I will be on the road this morning when the CPI is reported. I will check back in later and update after I have had a chance to look at the numbers and the release, but here are a few things to watch for: -- UPDATED with analysis!
Originally I was going to call our new form of rotten economic performance with heightened inflation, "Stagflation nouveau" but I don't think that quite catches the meaning I want to convey. I think "Scroogeflation" works better. What we have here is an inflation which is gradually, month after month, slowly eating away at middle and working class Americans' standard of living. It is the kind of inflation that Ebenezer Scrooge would welcome. Hence, "Scroogeflation". If you think of something better, let me know.
1. Seasonality. The media generally reports the "seasonally adjusted" number, and they focus on the monthly change. Ignore it. Focus on year-over-year comparisons, in which case the seasonal adjustment doesn't matter.
Just so you know, the inflation rate does have large seasonal variations (depending on things like driving, heating, Christmas sales, etc.). Here are the monthly averages for the past 10 years (rounded to the nearest 1/10th of a percent):
This caused a major brouhaha on the blogs last month because the "seasonal adjustment" wiped out increases in the price of oil.
Focus on the yearly inflation rate: is it higher or lower than 4% (for those of you who prefer Shadow Stats, is it higher or lower than last month's SS number?). If the recession is deep enough, it will cause enough destruction of consumer demand to bring down the rate of overall inflation; if inflation surges again - because consumers are still spending - that suggests the recession is not deep (at least not yet).

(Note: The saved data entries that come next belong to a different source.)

Issue #3244, opened 2021-04-29
CSRs for kubernetes.io/kubelet-serving are signed with the client CA instead of the server CA


siegfriedweber:
We are implementing a kubelet on top of [Krustlet](https://github.com/deislabs/krustlet). Krustlet creates a CSR with `"signerName": "kubernetes.io/kubelet-serving"` which is signed by k3s with the client CA. `kubectl logs` fails with `x509: certificate signed by unknown authority`.

I think that *serving* certificates must be signed with the server CA. [pkg/daemons/control/server.go](https://github.com/k3s-io/k3s/blob/v1.21.0+k3s1/pkg/daemons/control/server.go#L112-L113) sets the `cluster-signing-cert-file` for all requests to the client CA since #1768. If there are several unrelated CAs then the certificates must be set for every signer individually.

The following parameters for `k3s server` solve the problem for us:

```
--kube-controller-manager-arg cluster-signing-cert-file= \
--kube-controller-manager-arg cluster-signing-key-file= \
--kube-controller-manager-arg cluster-signing-kube-apiserver-client-cert-file=/var/lib/rancher/k3s/server/tls/client-ca.crt \
--kube-controller-manager-arg cluster-signing-kube-apiserver-client-key-file=/var/lib/rancher/k3s/server/tls/client-ca.key \
--kube-controller-manager-arg cluster-signing-kubelet-client-cert-file=/var/lib/rancher/k3s/server/tls/client-ca.crt \
--kube-controller-manager-arg cluster-signing-kubelet-client-key-file=/var/lib/rancher/k3s/server/tls/client-ca.key \
--kube-controller-manager-arg cluster-signing-kubelet-serving-cert-file=/var/lib/rancher/k3s/server/tls/server-ca.crt \
--kube-controller-manager-arg cluster-signing-kubelet-serving-key-file=/var/lib/rancher/k3s/server/tls/server-ca.key
```

I think this change is necessary to also move #1520 and #2882 forward.

brandond:
I don't think things were configurable at that level when #1768 went in; you had to choose between one ca or the other. I'm glad this has been improved upstream. Would you be willing to put in a PR?

ron1:
@brandond Is it possible to backport https://github.com/k3s-io/k3s/pull/3259 to k8s 1.20 in order to fix deployment of workloads such as the minio-operator which require csr signing?

brandond:
I can bring it up next week.

ron1:
[...]

PR #3259, opened 2021-05-01
Sign CSRs for kubelet-serving with the server CA

siegfriedweber:
Problem:
Only the client CA is passed to the kube-controller-manager and
therefore CSRs with the signer name "kubernetes.io/kubelet-serving" are
signed with the client CA. Serving certificates must be signed with the
server CA otherwise e.g. "kubectl logs" fails with the error message
"x509: certificate signed by unknown authority".

Solution:
Instead of providing only one CA via the kube-controller-manager
parameter "--cluster-signing-cert-file", the corresponding CA for every
signer is set with the parameters
"--cluster-signing-kube-apiserver-client-cert-file",
"--cluster-signing-kubelet-client-cert-file",
"--cluster-signing-kubelet-serving-cert-file", and
"--cluster-signing-legacy-unknown-cert-file".

Signed-off-by: Siegfried Weber <mail@siegfriedweber.net>

#### Linked Issues ####

#3244

### DIFF
--- a/pkg/daemons/control/server.go
+++ b/pkg/daemons/control/server.go
@@ -109,8 +109,14 @@ func controllerManager(cfg *config.Control, runtime *config.ControlRuntime) erro
 		"bind-address":                     localhostIP.String(),
 		"secure-port":                      "0",
 		"use-service-account-credentials":  "true",
-		"cluster-signing-cert-file":        runtime.ClientCA,
-		"cluster-signing-key-file":         runtime.ClientCAKey,
+		"cluster-signing-kube-apiserver-client-cert-file": runtime.ClientCA,
+		"cluster-signing-kube-apiserver-client-key-file":  runtime.ClientCAKey,
+		"cluster-signing-kubelet-client-cert-file":        runtime.ClientCA,
+		"cluster-signing-kubelet-client-key-file":         runtime.ClientCAKey,
+		"cluster-signing-kubelet-serving-cert-file":       runtime.ServerCA,
+		"cluster-signing-kubelet-serving-key-file":        runtime.ServerCAKey,
+		"cluster-signing-legacy-unknown-cert-file":        runtime.ClientCA,
+		"cluster-signing-legacy-unknown-key-file":         runtime.ClientCAKey,
 	}
 	if cfg.NoLeaderElect {
 		argsMap["leader-elect"] = "false"


pkg/daemons/control/server.go
```diff
@@ -109,8 +109,12 @@ func controllerManager(cfg *config.Control, runtime *config.ControlRuntime) erro
 		"bind-address":                     localhostIP.String(),
 		"secure-port":                      "0",
 		"use-service-account-credentials":  "true",
-		"cluster-signing-cert-file":        runtime.ClientCA,
-		"cluster-signing-key-file":         runtime.ClientCAKey,
```
brandond, line 113: It looks like removing this arg will break the current behavior of the legacy-unknown signer; can you verify the behavior with the proposed new flags? Are there dedicated flags for this signer?

siegfriedweber: There are parameters for the legacy-unknown signer:
```
--cluster-signing-legacy-unknown-cert-file string          Filename containing a PEM-encoded X509 CA certificate used to issue certificates for the kubernetes.io/legacy-unknown signer.  If specified, --cluster-signing-{cert,key}-file must not be set.
--cluster-signing-legacy-unknown-key-file string           Filename containing a PEM-encoded RSA or ECDSA private key used to sign certificates for the kubernetes.io/legacy-unknown signer.  If specified, --cluster-signing-{cert,key}-file must not be set.
```
Which CA should be used?

brandond: Great. I think that accounts for all the built-in signers? Are there any other signer args we're not setting that were defaulted by the previous args?

siegfriedweber: I checked the source code of the kube-manager-controller to be sure. The specific parameters were introduced in v1.19.0 ([CHANGELOG/CHANGELOG-1.19.md](https://github.com/kubernetes/kubernetes/blob/v1.21.0/CHANGELOG/CHANGELOG-1.19.md#api-change-2)).

There are four built-in signer controllers ([pkg/controller/certificates/signer/signer.go](https://github.com/kubernetes/kubernetes/blob/v1.21.0/pkg/controller/certificates/signer/signer.go#L45-L79)):
* `csrsigning-kubelet-serving`
* `csrsigning-kubelet-client`
* `csrsigning-kube-apiserver-client`
* `csrsigning-legacy-unknown`

There is a parameter pair for each of these signers ([cmd/kube-controller-manager/app/options/csrsigningcontroller.go](https://github.com/kubernetes/kubernetes/blob/v1.21.0/cmd/kube-controller-manager/app/options/csrsigningcontroller.go#L40-L47)).

The single signing file (`--cluster-signing-cert-file`) is used as a fallback if the specific files are not set ([cmd/kube-controller-manager/app/certificates.go](https://github.com/kubernetes/kubernetes/blob/v1.21.0/cmd/kube-controller-manager/app/certificates.go#L55-L93)). I found no other usage of the single signing file.

With the new parameters the behavior stays the same except for the kubelet-serving signer which is now correctly signed with the server CA.

brandond (approved):

dweomer (approved):

Issue #3240, opened 2021-04-27
Add the Ability to Delete etcd Snapshots


briandowns:
**Is your feature request related to a problem? Please describe.**

For the best possible integration into Rancher, we need to provide the ability to delete snapshots created by etcd.

**Describe the solution you'd like**

**Describe alternatives you've considered**

**Additional context**

ShylajaDevadiga:
When s3 params are passed, snapshot is deleted locally but still present in s3 bucket.  
```
sudo k3s etcd-snapshot delete  on-demand-ip-172-31-13-137-1621379758 --s3  --s3-bucket=...
```
```
sudo k3s etcd-snapshot ls | grep on-demand-ip-172-31-13-137-1621379758  
```
```
sudo k3s etcd-snapshot ls --s3  --s3-bucket=... | grep on-demand-ip-172-31-13-137-1621379758        
on-demand-ip-172-31-13-137-1621379758     2117664 2021-05-18T23:15:59Z
```

briandowns:
This is ready to be validated again as a PR has been merged with a small fix.

PR #3277, opened 2021-05-05
Add the ability to delete an etcd snapshot locally or from S3

briandowns:
#### Proposed Changes ####

This change introduces the ability to perform a deletion of an etcd snapshot from either local storage or an S3 compatible object store. 

A subcommand has been added to `etcd-snapshot` called "delete" that triggers this new behavior and takes all of the same flags as it's parent, allowing for the same default overrides and S3 access.

The "delete" subcommand is depend upon positional arguments being the name of the snapshots to be removed. If none are provided, it errors out.

#### Types of Changes ####

This change will require a documentation update. I will do that when the rest of the etcd snapshot CLI CRUD operations are complete.

#### Verification ####

For locally stored etcd snapshots:

Create a snapshot

```sh
k3s etcd-snapshot  
```

Get the name of the snapshot from the output.

```sh
k3s etcd-snapshot  delete <SNAPSHOT_NAME>
```

For etcd snapshots stored in s3:

Create a snapshot

```sh
k3s etcd-snapshot --s3 --s3-bucket=k3s-snapshots --s3-access-key=<REDACTED> --s3-secret-key=<REDACTED> 
```

Get the name of the snapshot from the output.

```sh
k3s etcd-snapshot delete --s3 --s3-bucket=k3s-snapshots --s3-access-key=<REDACTED> --s3-secret-key=<REDACTED> <SNAPSHOT_NAME>
```

#### Linked Issues ####

#3240


pkg/cli/etcdsnapshot/etcd_snapshot.go
```diff
@@ -24,23 +43,18 @@ func Run(app *cli.Context) error {
...
 
-	nodeName := app.String("node-name")
-	if nodeName == "" {
-		h, err := os.Hostname()
-		if err != nil {
-			return err
-		}
-		nodeName = h
+	if len(app.Args()) > 0 {
+		return errors.New("the etcd-snapshot command does not take any arguments")
```
brandond, line 51: Maybe make this an exported var somewhere so that we can reuse it for the other things that shouldn't be silently ignoring args?
```suggestion
		return errors.New("this command does not take any arguments")
```

pkg/cli/etcdsnapshot/etcd_snapshot.go
```diff
@@ -24,23 +43,18 @@ func Run(app *cli.Context) error {
...
 	}
 
-	os.Setenv("NODE_NAME", nodeName)
+	dataDir, err := server.ResolveDataDir(cfg.DataDir)
```
brandond, line 54: Maybe return this from commandSetup since it's also a common startup operation?

pkg/etcd/etcd.go
```diff
@@ -963,6 +956,93 @@ func (e *ETCD) listSnapshots(ctx context.Context, snapshotDir string) ([]snapsho
...
+		if e.initS3IfNil(ctx); err != nil {
+			return err
+		}
+
+		if len(snapshots) > 1 {
+			logrus.Info("Removing the given etcd snapshot(s) from S3")
+
+			objectsCh := make(chan minio.ObjectInfo)
+
+			go func() {
```
brandond, line 994: Should we do this with a deadlined context in case it hangs? Or just let the user cancel it?

pkg/cli/etcdsnapshot/etcd_snapshot.go
briandowns: Added and will push in a moment.

pkg/cli/etcdsnapshot/etcd_snapshot.go
briandowns: Updated.

pkg/cli/cmds/etcd_snapshot.go
```diff
@@ -7,88 +7,103 @@ import (
...
+		Value:       "us-east-1",
+	},
+	&cli.StringFlag{
+		Name:        "s3-folder",
+		Usage:       "(db) S3 folder",
+		Destination: &ServerConfig.EtcdS3Folder,
+	},
+}
+
+func NewEtcdSnapshotCommand(action func(*cli.Context) error, subcommands []cli.Command) cli.Command {
```
dweomer, line 82: Prefer the old `func NewEtcdSnapshotCommand(action func(*cli.Context) error)` signature. Use it to create the snapshot command and then modify the result by hanging the sub-command onto it. I think this would read cleaner in a PR and in general.

briandowns: That was the preferred route but doing so resulted in the binary being bloated passed the checked limit.

pkg/etcd/etcd.go
```diff
@@ -963,6 +956,104 @@ func (e *ETCD) listSnapshots(ctx context.Context, snapshotDir string) ([]snapsho
...
+
+			objectsCh := make(chan minio.ObjectInfo)
+
+			toCtx, cancel := context.WithTimeout(ctx, time.Second*30)
+			defer cancel()
+
+			go func(ctx context.Context) {
+				defer close(objectsCh)
+
+				for {
```
dweomer, line 1000: Lacking a timer `case` for the `select` is the `for` necessary?

pkg/etcd/etcd.go
```diff
@@ -963,6 +956,104 @@ func (e *ETCD) listSnapshots(ctx context.Context, snapshotDir string) ([]snapsho
...
+								}
+							}
+						}
+					}
+				}
+
+			}(toCtx)
+
+			for roErr := range e.s3.client.RemoveObjects(ctx, e.config.EtcdS3BucketName, objectsCh, minio.RemoveObjectsOptions{}) {
+				logrus.Errorf("Error detected during deletion: %v", roErr)
```
dweomer, line 1026:
```suggestion
				logrus.Errorf("Failed to delete snapshot: %v", roErr)
```

pkg/etcd/etcd.go
dweomer: Actually, the `for` + `select` is wholly unnecessary as you are passing down the `ctx` that was passed into the goroutine

pkg/etcd/etcd.go
```diff
@@ -963,6 +956,104 @@ func (e *ETCD) listSnapshots(ctx context.Context, snapshotDir string) ([]snapsho
...
+
+	if e.config.EtcdS3 {
+		logrus.Info("Removing the given etcd snapshot from S3")
+		logrus.Debugf("Removing the given etcd snapshot from S3: %v", snapshots)
+
+		if e.initS3IfNil(ctx); err != nil {
+			return err
+		}
+
+		if len(snapshots) > 1 {
```
dweomer, line 989:
```suggestion
		if len(snapshots) > 0 {
```

pkg/etcd/etcd.go
```diff
@@ -963,6 +956,104 @@ func (e *ETCD) listSnapshots(ctx context.Context, snapshotDir string) ([]snapsho
...
+			for roErr := range e.s3.client.RemoveObjects(ctx, e.config.EtcdS3BucketName, objectsCh, minio.RemoveObjectsOptions{}) {
+				logrus.Errorf("Error detected during deletion: %v", roErr)
+			}
+
+			return e.StoreSnapshotData(ctx)
+		}
+
+		if err = e.s3.client.RemoveObject(ctx, e.config.EtcdS3BucketName, snapshots[0], minio.RemoveObjectOptions{}); err != nil {
+			return errors.Wrap(err, "error detected during deletion")
+		}
```
dweomer, line 1034: This block is not necessary if you do this: https://github.com/k3s-io/k3s/pull/3277/files#r626793605

pkg/cli/cmds/etcd_snapshot.go
dweomer: double-you-tee-eff-dot-gif

pkg/etcd/etcd.go
```diff
@@ -991,25 +991,36 @@ func (e *ETCD) DeleteSnapshots(ctx context.Context, snapshots []string) error {
...
-						continue
-					}
-
-					// iterate through the given snapshots and only
-					// add them to the channel for remove if they're
-					// actually found from the bucket listing.
-					for _, snapshot := range snapshots {
-						if snapshot == obj.Key {
-							objectsCh <- obj
+			toCtx, cancel := context.WithTimeout(ctx, time.Second*30)
```
brandond, line 994: Should this also use `defaultS3OpTimeout`?

pkg/etcd/etcd.go
brandond: The idea is to enforce a timeout on the ListObjects call so that this does not block excessively; the outer ctx is just the main application context that's tied to the SIGINT/SIGTERM handlers and will effectively never be cancelled until the whole process exits.

The for/select here will ensure that a 30 second timeout is enforced for both individual ListObjects calls, and prevent additional calls from occurring if the context has been cancelled.

pkg/etcd/etcd.go
```diff
@@ -991,25 +991,36 @@ func (e *ETCD) DeleteSnapshots(ctx context.Context, snapshots []string) error {
...
+							}
 						}
 					}
 				}
 
-				close(objectsCh)
-			}()
+			}(toCtx)
 
 			for roErr := range e.s3.client.RemoveObjects(ctx, e.config.EtcdS3BucketName, objectsCh, minio.RemoveObjectsOptions{}) {
```
brandond, line 1025: Should make sure we've got a timeout on all the s3 ops.
```suggestion
			for roErr := range e.s3.client.RemoveObjects(toCtx, e.config.EtcdS3BucketName, objectsCh, minio.RemoveObjectsOptions{}) {
```

brandond (changes requested):

pkg/etcd/etcd.go
briandowns: This one doesn't take a context that can be used for timeout. Likely removing it anyway.

pkg/cli/cmds/etcd_snapshot.go
brandond: Yeah, we need to use the command factory pattern to bind different actions to the command and subcommands.
For the 'real' binaries we use the actual functions (Run, Delete, etc) as the command actions; for the self-extracting wrapper we need to bind the internalCLIAction to the command and subcommands so that it can (if necessary) extract out the real binaries and then exec them.

pkg/etcd/etcd.go
```diff
@@ -979,58 +979,53 @@ func (e *ETCD) DeleteSnapshots(ctx context.Context, snapshots []string) error {
...
-							// actually found from the bucket listing.
-							for _, snapshot := range snapshots {
-								if snapshot == obj.Key {
-									objectsCh <- obj
-								}
+						// iterate through the given snapshots and only
+						// add them to the channel for remove if they're
+						// actually found from the bucket listing.
+						for _, snapshot := range snapshots {
+							logrus.Warnf("snapshot: %s - obj.Key: %s\n", snapshot, obj.Key)
```
brandond, line 1016: Looks like debugging?

pkg/etcd/etcd.go
dweomer: > @dweomer the idea is to enforce a timeout on the ListObjects call so that this does not block excessively; the outer ctx is just the main application context that's tied to the SIGINT/SIGTERM handlers and will effectively never be cancelled until the whole process exits.
> 
> The for/select here will ensure that a 30 second timeout is enforced for both individual ListObjects calls, and prevent additional calls from occurring once the time limit has been exceeded.

I don't think what is written works the way you've described it. There is no `select` case against a `time.After(<short duration>)` + `continue` which is what I would expect to see in such a construction. As it is written, the code will exit early if the context is cancelled or it will make the single call to `e.s3.client.ListObjects` and potentially hang up to the context's timeout. There is no control flow that would cause the "loop" to run through more than a single pass.

pkg/etcd/etcd.go
```diff
@@ -963,6 +956,98 @@ func (e *ETCD) listSnapshots(ctx context.Context, snapshotDir string) ([]snapsho
...
+						for _, snapshot := range snapshots {
+							if snapshot == obj.Key {
+								objectsCh <- obj
+							}
+						}
+					}
+					return
+				}
+			}
+		}(toCtx)
```
dweomer, line 1024: This doesn't work as intended, I believe. See my comment here: https://github.com/k3s-io/k3s/pull/3277#discussion_r626980277

dweomer (approved):

Dockerfile.dapper952916749
```diff
@@ -0,0 +1,2 @@
+FROM k3s:issue-3240
```
Oats87, line 1: Is this an accidental commit?

Oats87 (dismissed):

pkg/etcd/etcd.go
```diff
@@ -963,6 +956,100 @@ func (e *ETCD) listSnapshots(ctx context.Context, snapshotDir string) ([]snapsho
...
+		}(ctx)
+
+		for {
+			select {
+			case <-ctx.Done():
+				logrus.Errorf("Unable to delete snapshot: %v", ctx.Err())
+				return e.StoreSnapshotData(ctx)
+			case <-time.After(time.Millisecond * 100):
+				continue
+			case err, ok := <-e.s3.client.RemoveObjects(ctx, e.config.EtcdS3BucketName, objectsCh, minio.RemoveObjectsOptions{}):
```
brandond, line 1024: This is all still running with the main application context, not the one with a timeout. I think it should be done inside the same 30 second timeout?

brandond (changes requested):

pkg/etcd/etcd.go
briandowns: It's running with the new context copied in at line 992.

brandond: In that case you shouldn't need to pass ctx in to the goroutine on 995: `go func(ctx context.Context) {` - it can just use ctx from the outer scope.

briandowns: Just a Go best practice in this case is to pass when possible as outter scope can mess with it.

brandond: right but we control all of that here right - neither inner nor outer scope are reassigning it at any point

briandowns: I understand that. Just a best practice. Regardless, updated.

brandond (approved):

PR #3304, opened 2021-05-11
Add executor.Bootstrap hook for pre-execution setup

brandond:
#### Proposed Changes ####

Add executor.Bootstrap hook for pre-execution setup.

In RKE2 this will be used as a hook for bootstrapping the runtime image AFTER the configuration has been retrieved from the server. Here in K3s is is a no-op.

UPDATE: Nonseasonally adjusted +.8%, seasonally adjusted to +.6% YoY 4.2%. This is a "hot" number confirming the impact of soaring energy prices in particular on consumers. And boy oh boy look at what happened with import prices as reported yesterday based primarily on oil imports:
The only good news here is that it would be very unusual for the overall inflation rate to spike higher from here, based on past oil spikes, at least until we are well into a recovery post-recession. Here's the updated graph of CPI from 2002-today's release:
2. Has the inflation rate for food peaked? That normally happens first before energy.
UPDATE: Food inflation is not abating (see graph below). Not good news for the next few months.
3. I have come to believe that in this cycle non-food, non-energy prices (also called "core inflation") move contrary to oil prices -- thus, the bigger the increase in gas prices, the less consumers have to spend on other things, and the more retailers have to hold down the prices on those items. I'll be interested to see if this month's CPI continues to show that pattern.
UPDATE: This pattern is confirmed. Non-food, non-energy inflation (a/k/a "core" inflation) continues to abate. This is not such good news either, though, because it means that the prices of discretionary items are being held in tight check because prices for necessities: food, energy, health care, education, are increasing so rapidly. In the graph below, food inflation (green) and non-food, non-energy a/k/a core inflation (red) % increases are shown on the left scale, and energy inflation (orange) (% increases are shown in the right scale, which is the only way to keep them from taking up the enitre page!:
In summary, what today's inflation report shows is that household budgets continue to be eaten up more and more by spending on necessities, with less left over to spend on discretionary items. Here's a graph from a couple of weeks ago demonstrating the point:
Drip by drip by drip, Americans' standard of living declines ever so slowly every single month. Ebenezer Scrooge would be proud.